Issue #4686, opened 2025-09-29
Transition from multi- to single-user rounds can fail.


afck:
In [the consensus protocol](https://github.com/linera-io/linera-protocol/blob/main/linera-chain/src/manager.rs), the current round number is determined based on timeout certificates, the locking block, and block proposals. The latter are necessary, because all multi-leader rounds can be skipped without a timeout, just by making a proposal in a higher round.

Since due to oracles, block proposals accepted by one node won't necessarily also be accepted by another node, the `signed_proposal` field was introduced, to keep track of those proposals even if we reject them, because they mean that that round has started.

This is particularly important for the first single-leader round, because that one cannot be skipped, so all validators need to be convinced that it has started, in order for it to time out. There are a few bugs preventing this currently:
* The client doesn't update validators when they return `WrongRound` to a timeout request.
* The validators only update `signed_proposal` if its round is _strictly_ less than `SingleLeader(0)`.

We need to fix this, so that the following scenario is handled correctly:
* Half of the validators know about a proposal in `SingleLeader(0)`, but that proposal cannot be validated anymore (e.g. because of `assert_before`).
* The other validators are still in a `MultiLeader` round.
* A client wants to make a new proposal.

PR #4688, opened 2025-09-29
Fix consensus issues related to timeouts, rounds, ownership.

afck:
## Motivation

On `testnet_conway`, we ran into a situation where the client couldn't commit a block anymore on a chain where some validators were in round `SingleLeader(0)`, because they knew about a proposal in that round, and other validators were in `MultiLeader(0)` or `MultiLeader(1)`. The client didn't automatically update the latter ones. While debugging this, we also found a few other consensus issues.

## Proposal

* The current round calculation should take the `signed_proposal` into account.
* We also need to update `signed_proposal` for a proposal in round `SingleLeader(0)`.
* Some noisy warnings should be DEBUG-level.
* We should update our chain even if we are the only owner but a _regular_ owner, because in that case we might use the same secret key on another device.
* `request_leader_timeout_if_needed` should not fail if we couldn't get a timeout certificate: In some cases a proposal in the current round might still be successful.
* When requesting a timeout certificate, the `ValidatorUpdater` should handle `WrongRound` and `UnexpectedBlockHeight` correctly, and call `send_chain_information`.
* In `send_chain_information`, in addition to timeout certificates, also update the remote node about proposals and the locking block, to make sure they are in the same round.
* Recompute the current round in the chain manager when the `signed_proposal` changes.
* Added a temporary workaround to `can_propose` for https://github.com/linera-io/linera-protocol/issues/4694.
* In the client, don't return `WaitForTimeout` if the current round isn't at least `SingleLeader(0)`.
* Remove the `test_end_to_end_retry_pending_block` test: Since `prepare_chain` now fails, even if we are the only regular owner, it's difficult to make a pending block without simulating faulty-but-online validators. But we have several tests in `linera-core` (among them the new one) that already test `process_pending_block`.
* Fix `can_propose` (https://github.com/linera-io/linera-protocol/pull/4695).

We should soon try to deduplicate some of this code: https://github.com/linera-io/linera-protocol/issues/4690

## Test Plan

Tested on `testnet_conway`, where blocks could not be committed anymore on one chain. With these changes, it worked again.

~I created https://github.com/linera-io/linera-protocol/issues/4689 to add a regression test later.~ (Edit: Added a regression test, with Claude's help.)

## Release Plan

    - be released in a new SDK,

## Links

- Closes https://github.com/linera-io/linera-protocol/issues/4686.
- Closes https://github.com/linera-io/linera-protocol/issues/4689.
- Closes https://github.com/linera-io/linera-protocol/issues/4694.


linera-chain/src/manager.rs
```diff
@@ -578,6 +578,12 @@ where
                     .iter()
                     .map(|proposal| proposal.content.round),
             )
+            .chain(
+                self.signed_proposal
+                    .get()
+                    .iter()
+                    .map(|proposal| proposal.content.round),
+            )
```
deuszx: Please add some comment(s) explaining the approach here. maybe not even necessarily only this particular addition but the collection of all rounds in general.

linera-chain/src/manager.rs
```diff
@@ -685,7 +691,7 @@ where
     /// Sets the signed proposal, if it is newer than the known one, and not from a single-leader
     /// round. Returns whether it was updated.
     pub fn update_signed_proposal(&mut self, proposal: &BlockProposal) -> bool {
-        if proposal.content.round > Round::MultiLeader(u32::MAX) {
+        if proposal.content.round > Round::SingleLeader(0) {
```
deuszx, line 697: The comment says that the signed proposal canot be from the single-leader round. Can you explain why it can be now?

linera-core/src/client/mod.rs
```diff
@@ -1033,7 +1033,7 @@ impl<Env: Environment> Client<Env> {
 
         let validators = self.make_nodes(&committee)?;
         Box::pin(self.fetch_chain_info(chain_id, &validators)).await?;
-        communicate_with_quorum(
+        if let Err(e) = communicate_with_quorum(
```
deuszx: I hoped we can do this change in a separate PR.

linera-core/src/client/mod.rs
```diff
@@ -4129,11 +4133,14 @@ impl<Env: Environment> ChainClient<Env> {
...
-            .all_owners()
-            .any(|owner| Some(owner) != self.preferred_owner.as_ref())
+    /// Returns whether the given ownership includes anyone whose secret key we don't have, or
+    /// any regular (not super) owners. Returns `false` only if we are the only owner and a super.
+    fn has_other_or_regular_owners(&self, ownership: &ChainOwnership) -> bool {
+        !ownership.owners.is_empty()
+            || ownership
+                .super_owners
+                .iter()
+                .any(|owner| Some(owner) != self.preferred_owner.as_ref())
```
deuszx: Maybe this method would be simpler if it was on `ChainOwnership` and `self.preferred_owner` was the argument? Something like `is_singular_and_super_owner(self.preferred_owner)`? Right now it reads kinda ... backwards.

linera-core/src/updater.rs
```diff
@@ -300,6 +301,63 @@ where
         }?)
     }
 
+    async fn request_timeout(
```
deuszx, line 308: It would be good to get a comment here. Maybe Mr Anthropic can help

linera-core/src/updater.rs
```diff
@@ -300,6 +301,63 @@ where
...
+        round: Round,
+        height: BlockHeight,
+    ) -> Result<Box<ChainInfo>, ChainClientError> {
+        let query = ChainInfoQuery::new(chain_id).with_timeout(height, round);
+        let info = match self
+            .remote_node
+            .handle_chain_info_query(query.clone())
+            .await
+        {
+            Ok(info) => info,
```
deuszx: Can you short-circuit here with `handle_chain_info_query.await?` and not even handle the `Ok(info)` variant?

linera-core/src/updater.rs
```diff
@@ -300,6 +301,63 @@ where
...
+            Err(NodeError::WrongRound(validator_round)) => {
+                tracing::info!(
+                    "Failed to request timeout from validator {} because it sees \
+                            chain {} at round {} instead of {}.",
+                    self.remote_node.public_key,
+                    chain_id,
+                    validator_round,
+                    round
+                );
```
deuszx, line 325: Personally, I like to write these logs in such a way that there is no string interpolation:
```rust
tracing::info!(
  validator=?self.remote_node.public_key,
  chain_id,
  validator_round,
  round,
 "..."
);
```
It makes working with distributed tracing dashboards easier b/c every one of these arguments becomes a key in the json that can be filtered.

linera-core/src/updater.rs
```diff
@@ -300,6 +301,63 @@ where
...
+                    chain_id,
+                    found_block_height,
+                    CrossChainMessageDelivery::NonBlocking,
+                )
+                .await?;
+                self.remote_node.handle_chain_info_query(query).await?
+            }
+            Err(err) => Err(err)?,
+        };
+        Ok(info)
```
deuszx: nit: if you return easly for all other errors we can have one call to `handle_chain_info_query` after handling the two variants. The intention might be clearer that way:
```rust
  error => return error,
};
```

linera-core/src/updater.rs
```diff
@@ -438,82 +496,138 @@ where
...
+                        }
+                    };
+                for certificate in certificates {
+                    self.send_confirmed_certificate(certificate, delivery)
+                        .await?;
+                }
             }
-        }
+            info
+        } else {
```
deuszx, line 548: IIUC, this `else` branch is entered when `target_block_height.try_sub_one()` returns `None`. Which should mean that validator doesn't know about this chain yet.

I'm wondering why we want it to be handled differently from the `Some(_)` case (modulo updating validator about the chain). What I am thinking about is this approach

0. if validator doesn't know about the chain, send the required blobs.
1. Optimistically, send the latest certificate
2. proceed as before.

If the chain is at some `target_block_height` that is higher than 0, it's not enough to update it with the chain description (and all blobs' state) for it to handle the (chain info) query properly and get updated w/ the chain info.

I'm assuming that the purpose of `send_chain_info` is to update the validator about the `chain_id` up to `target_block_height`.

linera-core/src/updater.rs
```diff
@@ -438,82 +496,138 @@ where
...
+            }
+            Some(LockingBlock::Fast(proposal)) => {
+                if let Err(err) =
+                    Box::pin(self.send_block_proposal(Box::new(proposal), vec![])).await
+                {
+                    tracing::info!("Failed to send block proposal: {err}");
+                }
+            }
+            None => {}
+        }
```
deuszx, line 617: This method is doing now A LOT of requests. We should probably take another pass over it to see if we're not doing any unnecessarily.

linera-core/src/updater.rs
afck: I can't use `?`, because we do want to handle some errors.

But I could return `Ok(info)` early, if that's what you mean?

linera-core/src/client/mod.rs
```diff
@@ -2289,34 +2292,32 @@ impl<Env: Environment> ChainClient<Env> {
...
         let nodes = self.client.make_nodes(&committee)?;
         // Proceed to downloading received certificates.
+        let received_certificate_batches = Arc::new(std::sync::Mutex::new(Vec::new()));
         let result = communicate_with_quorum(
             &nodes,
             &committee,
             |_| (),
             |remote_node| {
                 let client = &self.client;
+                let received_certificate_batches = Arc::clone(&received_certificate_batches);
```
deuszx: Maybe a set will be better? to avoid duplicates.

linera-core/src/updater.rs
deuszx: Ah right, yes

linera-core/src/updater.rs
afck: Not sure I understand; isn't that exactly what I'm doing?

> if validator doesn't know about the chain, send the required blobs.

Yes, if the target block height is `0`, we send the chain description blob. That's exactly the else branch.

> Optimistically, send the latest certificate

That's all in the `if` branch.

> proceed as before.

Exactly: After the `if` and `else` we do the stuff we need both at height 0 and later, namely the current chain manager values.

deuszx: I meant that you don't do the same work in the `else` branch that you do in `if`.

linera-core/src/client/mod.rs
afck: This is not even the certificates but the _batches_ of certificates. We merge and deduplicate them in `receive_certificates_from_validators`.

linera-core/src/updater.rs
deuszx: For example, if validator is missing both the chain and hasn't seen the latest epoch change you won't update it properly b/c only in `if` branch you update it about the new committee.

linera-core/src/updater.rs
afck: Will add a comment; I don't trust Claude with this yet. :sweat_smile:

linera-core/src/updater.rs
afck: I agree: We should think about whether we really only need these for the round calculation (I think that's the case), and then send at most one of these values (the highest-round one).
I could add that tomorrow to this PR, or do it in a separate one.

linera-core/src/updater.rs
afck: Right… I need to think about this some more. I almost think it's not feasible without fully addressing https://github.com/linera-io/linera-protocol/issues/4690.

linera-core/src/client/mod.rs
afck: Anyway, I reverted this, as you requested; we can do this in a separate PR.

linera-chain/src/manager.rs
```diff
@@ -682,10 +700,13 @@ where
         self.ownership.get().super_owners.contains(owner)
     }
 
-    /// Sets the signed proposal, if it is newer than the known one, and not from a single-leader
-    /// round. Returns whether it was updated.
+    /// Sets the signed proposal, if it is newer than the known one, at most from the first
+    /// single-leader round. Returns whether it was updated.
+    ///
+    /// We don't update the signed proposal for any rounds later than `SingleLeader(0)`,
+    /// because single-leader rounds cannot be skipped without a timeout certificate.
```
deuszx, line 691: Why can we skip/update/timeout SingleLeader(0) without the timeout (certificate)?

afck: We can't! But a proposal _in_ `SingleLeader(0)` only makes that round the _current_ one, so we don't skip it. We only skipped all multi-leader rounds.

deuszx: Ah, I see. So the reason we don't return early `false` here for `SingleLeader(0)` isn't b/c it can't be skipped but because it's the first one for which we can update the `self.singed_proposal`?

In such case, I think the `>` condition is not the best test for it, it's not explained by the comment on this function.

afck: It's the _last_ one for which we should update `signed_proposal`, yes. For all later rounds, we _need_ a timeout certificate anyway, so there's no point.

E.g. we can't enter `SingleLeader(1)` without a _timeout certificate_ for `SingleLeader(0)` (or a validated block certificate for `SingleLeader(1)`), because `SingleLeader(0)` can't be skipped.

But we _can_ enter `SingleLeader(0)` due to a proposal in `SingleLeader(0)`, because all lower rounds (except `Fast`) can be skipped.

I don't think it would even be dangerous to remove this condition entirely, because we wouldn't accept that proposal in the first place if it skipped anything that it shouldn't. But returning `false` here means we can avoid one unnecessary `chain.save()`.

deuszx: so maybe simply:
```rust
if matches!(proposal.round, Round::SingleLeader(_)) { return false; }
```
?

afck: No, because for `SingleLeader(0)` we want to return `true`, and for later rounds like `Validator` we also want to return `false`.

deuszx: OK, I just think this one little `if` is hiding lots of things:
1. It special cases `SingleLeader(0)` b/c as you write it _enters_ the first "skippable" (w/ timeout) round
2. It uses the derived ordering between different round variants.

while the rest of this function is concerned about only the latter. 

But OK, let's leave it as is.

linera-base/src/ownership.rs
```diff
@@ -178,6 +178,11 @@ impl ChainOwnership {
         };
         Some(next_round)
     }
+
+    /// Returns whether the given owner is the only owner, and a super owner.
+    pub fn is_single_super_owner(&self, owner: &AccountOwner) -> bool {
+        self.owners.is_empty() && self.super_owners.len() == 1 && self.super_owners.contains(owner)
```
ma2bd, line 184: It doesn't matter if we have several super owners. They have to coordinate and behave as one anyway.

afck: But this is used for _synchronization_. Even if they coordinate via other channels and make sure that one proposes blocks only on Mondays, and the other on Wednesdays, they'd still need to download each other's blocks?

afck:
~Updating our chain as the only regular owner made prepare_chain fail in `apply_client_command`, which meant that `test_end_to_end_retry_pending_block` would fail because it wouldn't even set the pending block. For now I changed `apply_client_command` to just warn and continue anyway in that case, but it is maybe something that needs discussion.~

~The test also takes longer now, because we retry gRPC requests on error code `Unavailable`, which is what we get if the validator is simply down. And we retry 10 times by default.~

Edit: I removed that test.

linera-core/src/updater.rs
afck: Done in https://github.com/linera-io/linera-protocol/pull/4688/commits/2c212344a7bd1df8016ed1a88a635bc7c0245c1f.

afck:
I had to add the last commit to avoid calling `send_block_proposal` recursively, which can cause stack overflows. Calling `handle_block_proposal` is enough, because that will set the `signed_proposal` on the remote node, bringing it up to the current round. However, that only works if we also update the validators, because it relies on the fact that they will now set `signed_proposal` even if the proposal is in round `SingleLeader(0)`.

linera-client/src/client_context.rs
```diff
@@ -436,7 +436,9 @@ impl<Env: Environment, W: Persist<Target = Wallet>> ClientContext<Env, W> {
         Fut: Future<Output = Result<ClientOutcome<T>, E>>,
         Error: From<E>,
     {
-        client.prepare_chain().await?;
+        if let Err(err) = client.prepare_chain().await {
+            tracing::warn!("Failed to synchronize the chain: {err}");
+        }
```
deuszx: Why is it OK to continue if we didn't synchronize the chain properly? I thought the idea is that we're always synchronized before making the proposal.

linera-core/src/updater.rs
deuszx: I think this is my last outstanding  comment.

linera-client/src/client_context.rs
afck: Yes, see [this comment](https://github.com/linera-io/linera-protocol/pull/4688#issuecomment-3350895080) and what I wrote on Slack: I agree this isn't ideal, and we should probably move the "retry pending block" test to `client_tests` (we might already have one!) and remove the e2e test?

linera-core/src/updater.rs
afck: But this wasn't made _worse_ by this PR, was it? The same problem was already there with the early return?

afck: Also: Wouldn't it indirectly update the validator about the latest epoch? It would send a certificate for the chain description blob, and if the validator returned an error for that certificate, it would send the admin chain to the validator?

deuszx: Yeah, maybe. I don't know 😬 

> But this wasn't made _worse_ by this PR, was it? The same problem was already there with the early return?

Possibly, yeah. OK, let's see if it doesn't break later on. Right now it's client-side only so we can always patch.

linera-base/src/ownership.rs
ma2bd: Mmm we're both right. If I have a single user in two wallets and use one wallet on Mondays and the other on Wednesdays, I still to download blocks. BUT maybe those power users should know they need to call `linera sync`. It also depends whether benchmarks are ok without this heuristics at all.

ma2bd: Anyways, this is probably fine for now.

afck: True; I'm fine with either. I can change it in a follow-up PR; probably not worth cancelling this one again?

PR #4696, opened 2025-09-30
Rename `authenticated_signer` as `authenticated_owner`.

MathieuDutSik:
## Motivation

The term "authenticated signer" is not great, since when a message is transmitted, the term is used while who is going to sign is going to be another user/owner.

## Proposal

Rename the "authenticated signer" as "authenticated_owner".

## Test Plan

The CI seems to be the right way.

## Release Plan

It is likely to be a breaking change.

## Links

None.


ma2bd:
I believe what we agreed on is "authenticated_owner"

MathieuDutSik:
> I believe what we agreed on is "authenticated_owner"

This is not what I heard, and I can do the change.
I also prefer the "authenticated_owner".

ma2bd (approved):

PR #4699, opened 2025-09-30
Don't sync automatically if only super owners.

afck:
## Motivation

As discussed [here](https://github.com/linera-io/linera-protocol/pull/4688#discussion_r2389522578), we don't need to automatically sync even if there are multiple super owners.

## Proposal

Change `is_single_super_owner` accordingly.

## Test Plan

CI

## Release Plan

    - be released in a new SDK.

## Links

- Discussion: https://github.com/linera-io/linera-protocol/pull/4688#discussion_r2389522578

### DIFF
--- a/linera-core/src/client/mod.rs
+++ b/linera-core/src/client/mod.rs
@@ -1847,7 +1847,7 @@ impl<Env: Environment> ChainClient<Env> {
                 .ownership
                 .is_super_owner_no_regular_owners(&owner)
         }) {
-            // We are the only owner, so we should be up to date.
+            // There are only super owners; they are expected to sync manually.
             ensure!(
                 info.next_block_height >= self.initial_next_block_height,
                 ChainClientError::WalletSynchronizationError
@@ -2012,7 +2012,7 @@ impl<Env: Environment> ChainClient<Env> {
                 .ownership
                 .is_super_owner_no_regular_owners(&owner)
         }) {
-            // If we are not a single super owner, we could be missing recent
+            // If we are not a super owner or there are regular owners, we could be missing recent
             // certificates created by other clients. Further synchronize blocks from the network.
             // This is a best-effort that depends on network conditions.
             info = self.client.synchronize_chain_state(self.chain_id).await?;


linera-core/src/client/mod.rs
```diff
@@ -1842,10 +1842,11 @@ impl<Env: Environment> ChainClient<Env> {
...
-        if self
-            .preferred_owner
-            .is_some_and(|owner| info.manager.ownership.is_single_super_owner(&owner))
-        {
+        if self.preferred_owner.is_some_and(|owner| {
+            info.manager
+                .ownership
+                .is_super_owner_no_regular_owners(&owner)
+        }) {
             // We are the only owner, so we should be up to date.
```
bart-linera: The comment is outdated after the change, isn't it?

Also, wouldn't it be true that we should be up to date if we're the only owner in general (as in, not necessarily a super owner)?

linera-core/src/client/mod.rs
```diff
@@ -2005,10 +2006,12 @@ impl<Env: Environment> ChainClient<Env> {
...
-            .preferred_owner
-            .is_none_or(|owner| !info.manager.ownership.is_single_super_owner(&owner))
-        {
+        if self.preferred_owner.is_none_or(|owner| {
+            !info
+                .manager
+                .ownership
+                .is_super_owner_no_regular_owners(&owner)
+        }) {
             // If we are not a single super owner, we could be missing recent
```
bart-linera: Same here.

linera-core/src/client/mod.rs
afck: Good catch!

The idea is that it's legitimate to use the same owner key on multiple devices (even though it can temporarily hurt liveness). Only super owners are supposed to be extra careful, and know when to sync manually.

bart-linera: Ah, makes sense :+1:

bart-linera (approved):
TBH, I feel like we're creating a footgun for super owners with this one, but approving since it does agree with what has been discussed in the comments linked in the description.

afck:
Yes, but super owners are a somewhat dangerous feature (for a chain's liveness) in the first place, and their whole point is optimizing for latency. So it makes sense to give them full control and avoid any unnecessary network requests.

■ YOUR GOAL ■
Look above for the line holding "But we _can_". Print it and every line after it, exactly, through the line holding "1. It special".

■ RESPONSE TO THE EXERCISE ■
But we _can_ enter `SingleLeader(0)` due to a proposal in `SingleLeader(0)`, because all lower rounds (except `Fast`) can be skipped.

I don't think it would even be dangerous to remove this condition entirely, because we wouldn't accept that proposal in the first place if it skipped anything that it shouldn't. But returning `false` here means we can avoid one unnecessary `chain.save()`.

deuszx: so maybe simply:
```rust
if matches!(proposal.round, Round::SingleLeader(_)) { return false; }
```
?

afck: No, because for `SingleLeader(0)` we want to return `true`, and for later rounds like `Validator` we also want to return `false`.

deuszx: OK, I just think this one little `if` is hiding lots of things:
1. It special cases `SingleLeader(0)` b/c as you write it _enters_ the first "skippable" (w/ timeout) round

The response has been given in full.